# Task brief:
Scan the records for the string "getSaveList" and copy every line that holds it.

# Excerpted records:
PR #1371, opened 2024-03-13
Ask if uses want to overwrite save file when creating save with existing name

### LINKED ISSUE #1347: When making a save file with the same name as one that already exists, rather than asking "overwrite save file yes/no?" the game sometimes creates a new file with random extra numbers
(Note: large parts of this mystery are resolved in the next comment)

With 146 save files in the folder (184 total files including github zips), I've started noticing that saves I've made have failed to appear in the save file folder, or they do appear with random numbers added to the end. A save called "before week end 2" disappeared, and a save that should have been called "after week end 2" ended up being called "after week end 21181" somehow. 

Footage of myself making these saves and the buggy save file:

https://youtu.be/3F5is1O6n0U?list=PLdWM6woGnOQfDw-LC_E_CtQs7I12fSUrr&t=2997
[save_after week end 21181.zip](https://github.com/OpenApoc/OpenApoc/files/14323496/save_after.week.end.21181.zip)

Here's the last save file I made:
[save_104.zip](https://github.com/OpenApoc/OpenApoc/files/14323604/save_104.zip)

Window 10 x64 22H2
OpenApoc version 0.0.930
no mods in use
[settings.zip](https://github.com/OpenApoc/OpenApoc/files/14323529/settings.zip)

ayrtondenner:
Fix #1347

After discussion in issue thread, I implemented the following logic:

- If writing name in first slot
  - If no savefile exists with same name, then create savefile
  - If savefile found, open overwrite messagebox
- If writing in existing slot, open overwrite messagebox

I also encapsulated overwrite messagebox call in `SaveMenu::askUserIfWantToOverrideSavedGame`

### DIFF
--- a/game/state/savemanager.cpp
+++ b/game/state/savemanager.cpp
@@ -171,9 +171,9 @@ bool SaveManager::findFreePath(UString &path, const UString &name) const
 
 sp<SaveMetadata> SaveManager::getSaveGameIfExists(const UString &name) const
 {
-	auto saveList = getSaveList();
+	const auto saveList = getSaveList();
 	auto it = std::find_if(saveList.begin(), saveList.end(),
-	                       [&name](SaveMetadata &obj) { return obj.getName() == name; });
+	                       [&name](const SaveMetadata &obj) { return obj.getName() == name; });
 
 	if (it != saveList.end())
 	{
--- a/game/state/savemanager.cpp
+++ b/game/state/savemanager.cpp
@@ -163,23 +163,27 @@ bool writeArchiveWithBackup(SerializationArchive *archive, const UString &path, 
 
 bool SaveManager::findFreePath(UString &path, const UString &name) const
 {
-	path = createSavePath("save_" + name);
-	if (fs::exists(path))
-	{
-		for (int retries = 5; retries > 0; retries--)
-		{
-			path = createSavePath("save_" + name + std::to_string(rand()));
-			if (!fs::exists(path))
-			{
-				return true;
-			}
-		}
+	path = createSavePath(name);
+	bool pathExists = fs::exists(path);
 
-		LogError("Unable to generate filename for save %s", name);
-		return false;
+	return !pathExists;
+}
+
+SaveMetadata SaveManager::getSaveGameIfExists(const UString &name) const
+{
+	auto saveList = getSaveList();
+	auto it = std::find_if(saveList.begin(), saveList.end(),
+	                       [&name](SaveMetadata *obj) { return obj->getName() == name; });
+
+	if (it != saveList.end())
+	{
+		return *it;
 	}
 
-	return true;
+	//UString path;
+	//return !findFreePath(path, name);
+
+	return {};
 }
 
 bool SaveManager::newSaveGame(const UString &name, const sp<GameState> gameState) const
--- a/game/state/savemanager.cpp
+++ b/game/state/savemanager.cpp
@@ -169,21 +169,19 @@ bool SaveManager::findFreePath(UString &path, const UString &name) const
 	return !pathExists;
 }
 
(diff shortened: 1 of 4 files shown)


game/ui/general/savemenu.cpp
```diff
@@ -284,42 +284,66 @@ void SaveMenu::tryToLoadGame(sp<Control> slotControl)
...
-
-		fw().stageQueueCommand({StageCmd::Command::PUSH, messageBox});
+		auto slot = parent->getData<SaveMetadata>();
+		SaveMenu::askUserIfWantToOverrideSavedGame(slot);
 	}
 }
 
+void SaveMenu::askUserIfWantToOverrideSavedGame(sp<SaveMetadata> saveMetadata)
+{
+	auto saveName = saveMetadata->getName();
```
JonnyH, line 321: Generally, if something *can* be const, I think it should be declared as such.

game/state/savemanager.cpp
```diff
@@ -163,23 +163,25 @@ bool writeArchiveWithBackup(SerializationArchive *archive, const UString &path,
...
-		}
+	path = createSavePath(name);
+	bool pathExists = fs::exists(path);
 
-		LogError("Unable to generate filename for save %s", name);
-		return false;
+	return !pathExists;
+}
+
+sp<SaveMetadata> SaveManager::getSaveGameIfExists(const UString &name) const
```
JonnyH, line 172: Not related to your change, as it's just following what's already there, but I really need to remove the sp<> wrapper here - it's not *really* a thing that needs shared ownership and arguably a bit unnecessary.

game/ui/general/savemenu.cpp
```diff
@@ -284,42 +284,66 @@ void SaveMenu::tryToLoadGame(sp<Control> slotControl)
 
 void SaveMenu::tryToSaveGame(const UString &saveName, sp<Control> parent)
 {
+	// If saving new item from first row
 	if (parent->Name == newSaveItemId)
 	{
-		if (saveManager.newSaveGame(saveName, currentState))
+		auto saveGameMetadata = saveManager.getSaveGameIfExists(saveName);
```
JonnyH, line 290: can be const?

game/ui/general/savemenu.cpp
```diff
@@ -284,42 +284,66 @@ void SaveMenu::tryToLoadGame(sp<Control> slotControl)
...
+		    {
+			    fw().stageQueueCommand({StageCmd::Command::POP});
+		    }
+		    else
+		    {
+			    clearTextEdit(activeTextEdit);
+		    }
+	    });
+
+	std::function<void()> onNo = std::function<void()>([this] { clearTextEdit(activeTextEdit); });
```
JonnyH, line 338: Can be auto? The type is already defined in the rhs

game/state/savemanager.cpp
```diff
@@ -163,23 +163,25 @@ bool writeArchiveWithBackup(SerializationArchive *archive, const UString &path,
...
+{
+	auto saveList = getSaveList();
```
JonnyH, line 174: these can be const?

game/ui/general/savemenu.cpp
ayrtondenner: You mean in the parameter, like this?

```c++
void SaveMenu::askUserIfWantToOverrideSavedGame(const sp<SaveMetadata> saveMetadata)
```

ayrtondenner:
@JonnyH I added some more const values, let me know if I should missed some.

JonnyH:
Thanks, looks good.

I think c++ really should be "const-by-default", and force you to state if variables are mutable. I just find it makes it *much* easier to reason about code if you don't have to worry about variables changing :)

# Task response:
-	auto saveList = getSaveList();
+	const auto saveList = getSaveList();
+	auto saveList = getSaveList();
+	auto saveList = getSaveList();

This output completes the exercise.